START RECORDS TO USE
PR #1470, opened 2026-02-11
OCPBUGS-77377: E2E: Add test case to check Infrastructure pods affinity

mrniranjan:
Add test case to check affinity of Infrastructure pods. we use tuned as an example to check if the infrastructure pods have the affinity of reserved plus available isolated cpus

### DIFF
--- a/test/e2e/performanceprofile/functests/1_performance/cpu_management.go
+++ b/test/e2e/performanceprofile/functests/1_performance/cpu_management.go
@@ -194,6 +194,33 @@ var _ = Describe("[rfe_id:27363][performance] CPU Management", Ordered, func() {
 			Expect(reservedCPUSet.IsSubsetOf(maskSet)).To(Equal(true), fmt.Sprintf("The init process (pid 1) should have cpu affinity: %s", reservedCPU))
 		})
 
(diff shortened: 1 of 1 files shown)


test/e2e/performanceprofile/functests/1_performance/cpu_management.go
```diff
@@ -194,6 +194,27 @@ var _ = Describe("[rfe_id:27363][performance] CPU Management", Ordered, func() {
 			Expect(reservedCPUSet.IsSubsetOf(maskSet)).To(Equal(true), fmt.Sprintf("The init process (pid 1) should have cpu affinity: %s", reservedCPU))
 		})
 
+		It("[test_id:87722][crit:high][level:acceptance] verify Infrastructure pods have cpu affinity of reserved plus isolated cpuset", func() {
```
MarSik, line 197: This is only valid when workload partitioning is not enabled. And it is only valid when strict cpu isolation is false in cpu manager.

mrniranjan: I have added a condition to check affinity when workload partitioning is enabled.

MarSik (approved):
/lgtm

PR #1486, opened 2026-03-25
NO-JIRA: E2E: move dra resource test to reboot tests directory

mrniranjan:
DRA resource tests needed to be moved to 2_performance_update directory as these test modify the profile which reboots the node.

since 1_performance directory is primarily used to have non reboot tests, hence moving to 2_performance_update


Tal-or (approved):
Good call
/approve
/lgtm

MarSik (approved):
/lgtm

PR #645, opened 2021-05-28
Disable update def calls

jmhauck:
As we are working through issues with FS folks...testing to see where we may land if all updateDef calls can be removed.


chris-fox:
@jmhauck, can we not merge this into release as it is just a test?

PR #658, opened 2021-06-08
async if sync fails and remove update def for online

jmhauck:


MikeTschudi (changes requested):
Some new functions in featureServiceHelpers & restHelpers are not documented, but please wait; I'm trying to merge `develop` into the feature branch, and it's not yet working because hub.js requires an older version of arcgis-rest-js than we can use. Working with hub team to try to get hub.js updates.

MikeTschudi (approved):

Issue #679, opened 2021-06-28
Many small zips to the same item sometimes fail


MikeTschudi:
Creating a solution out of group 2efb053b7c424792ac9b611c3a32875f can fail because there are many sources supplying resources, and so lots of small zips (47 1-file zips, one each of 3-, 4-, 7-file zips, and 2 41-file zips) are being sent to AGO, which can't handle lots of small zips sent rapidly to the same item just like it can't handle lots of resource files sent rapidly to the same item. The resources logic needs to be changed to queue all of the resources for the Solution item and then send them in one set of zip files (possibly more than one zip file in set because of the AGO 50-file limit per zip).

The existing code also stores a link from an item to its resource in the solution item before knowing that that resource even exists (e.g., metadata files). The fix is to fetch the resource first and only store the link if the resource exists, and then save the resource for the mass zip at the end of solution creation.

See https://github.com/Esri/solution.js/issues/652#issuecomment-868884676

chris-fox:
@MikeTschudi, I tested some this morning and tried packaging 2efb053b7c424792ac9b611c3a32875f 2x into a new Solution, each time a resource failed to be included in the resulting solution item which caused it to fail when deployed. It failed for different items each time. 

The second time I tried I got the following error in the create demo app:

![image](https://user-images.githubusercontent.com/6796763/125318711-1a92bd80-e308-11eb-9247-2197eb7d3214.png)

I did verify that we are properly skipping living atlas layers in the latest fix.

PR #682, opened 2021-06-30
Bundle resource sending to created Solution item

MikeTschudi:
#679


packages/common/src/resources/copyAssociatedFiles.ts
```diff
@@ -197,3 +237,59 @@ export function copyAssociatedFiles(
     }
   });
 }
+
+/**
+ * Copies one or more zipfiles to a storage item.
+ *
+ * @param zipInfos List of zip files containing files to store
+ * @param sourceAuthentication Credentials for the request to the source
```
jmhauck, line 245: not used

jmhauck (approved):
END RECORDS TO USE
→ ACTION ITEM
This exercise needs each record retyped exactly as shown.

→ WRITTEN SOLUTION
PR #1470, opened 2026-02-11
OCPBUGS-77377: E2E: Add test case to check Infrastructure pods affinity

mrniranjan:
Add test case to check affinity of Infrastructure pods. we use tuned as an example to check if the infrastructure pods have the affinity of reserved plus available isolated cpus

### DIFF
--- a/test/e2e/performanceprofile/functests/1_performance/cpu_management.go
+++ b/test/e2e/performanceprofile/functests/1_performance/cpu_management.go
@@ -194,6 +194,33 @@ var _ = Describe("[rfe_id:27363][performance] CPU Management", Ordered, func() {
 			Expect(reservedCPUSet.IsSubsetOf(maskSet)).To(Equal(true), fmt.Sprintf("The init process (pid 1) should have cpu affinity: %s", reservedCPU))
 		})
 
(diff shortened: 1 of 1 files shown)


test/e2e/performanceprofile/functests/1_performance/cpu_management.go
```diff
@@ -194,6 +194,27 @@ var _ = Describe("[rfe_id:27363][performance] CPU Management", Ordered, func() {
 			Expect(reservedCPUSet.IsSubsetOf(maskSet)).To(Equal(true), fmt.Sprintf("The init process (pid 1) should have cpu affinity: %s", reservedCPU))
 		})
 
+		It("[test_id:87722][crit:high][level:acceptance] verify Infrastructure pods have cpu affinity of reserved plus isolated cpuset", func() {
```
MarSik, line 197: This is only valid when workload partitioning is not enabled. And it is only valid when strict cpu isolation is false in cpu manager.

mrniranjan: I have added a condition to check affinity when workload partitioning is enabled.

MarSik (approved):
/lgtm

PR #1486, opened 2026-03-25
NO-JIRA: E2E: move dra resource test to reboot tests directory

mrniranjan:
DRA resource tests needed to be moved to 2_performance_update directory as these test modify the profile which reboots the node.

since 1_performance directory is primarily used to have non reboot tests, hence moving to 2_performance_update


Tal-or (approved):
Good call
/approve
/lgtm

MarSik (approved):
/lgtm

PR #645, opened 2021-05-28
Disable update def calls

jmhauck:
As we are working through issues with FS folks...testing to see where we may land if all updateDef calls can be removed.


chris-fox:
@jmhauck, can we not merge this into release as it is just a test?

PR #658, opened 2021-06-08
async if sync fails and remove update def for online

jmhauck:


MikeTschudi (changes requested):
Some new functions in featureServiceHelpers & restHelpers are not documented, but please wait; I'm trying to merge `develop` into the feature branch, and it's not yet working because hub.js requires an older version of arcgis-rest-js than we can use. Working with hub team to try to get hub.js updates.

MikeTschudi (approved):

Issue #679, opened 2021-06-28
Many small zips to the same item sometimes fail


MikeTschudi:
Creating a solution out of group 2efb053b7c424792ac9b611c3a32875f can fail because there are many sources supplying resources, and so lots of small zips (47 1-file zips, one each of 3-, 4-, 7-file zips, and 2 41-file zips) are being sent to AGO, which can't handle lots of small zips sent rapidly to the same item just like it can't handle lots of resource files sent rapidly to the same item. The resources logic needs to be changed to queue all of the resources for the Solution item and then send them in one set of zip files (possibly more than one zip file in set because of the AGO 50-file limit per zip).

The existing code also stores a link from an item to its resource in the solution item before knowing that that resource even exists (e.g., metadata files). The fix is to fetch the resource first and only store the link if the resource exists, and then save the resource for the mass zip at the end of solution creation.

See https://github.com/Esri/solution.js/issues/652#issuecomment-868884676

chris-fox:
@MikeTschudi, I tested some this morning and tried packaging 2efb053b7c424792ac9b611c3a32875f 2x into a new Solution, each time a resource failed to be included in the resulting solution item which caused it to fail when deployed. It failed for different items each time. 

The second time I tried I got the following error in the create demo app:

![image](https://user-images.githubusercontent.com/6796763/125318711-1a92bd80-e308-11eb-9247-2197eb7d3214.png)

I did verify that we are properly skipping living atlas layers in the latest fix.

PR #682, opened 2021-06-30
Bundle resource sending to created Solution item

MikeTschudi:
#679


packages/common/src/resources/copyAssociatedFiles.ts
```diff
@@ -197,3 +237,59 @@ export function copyAssociatedFiles(
     }
   });
 }
+
+/**
+ * Copies one or more zipfiles to a storage item.
+ *
+ * @param zipInfos List of zip files containing files to store
+ * @param sourceAuthentication Credentials for the request to the source
```
jmhauck, line 245: not used

jmhauck (approved):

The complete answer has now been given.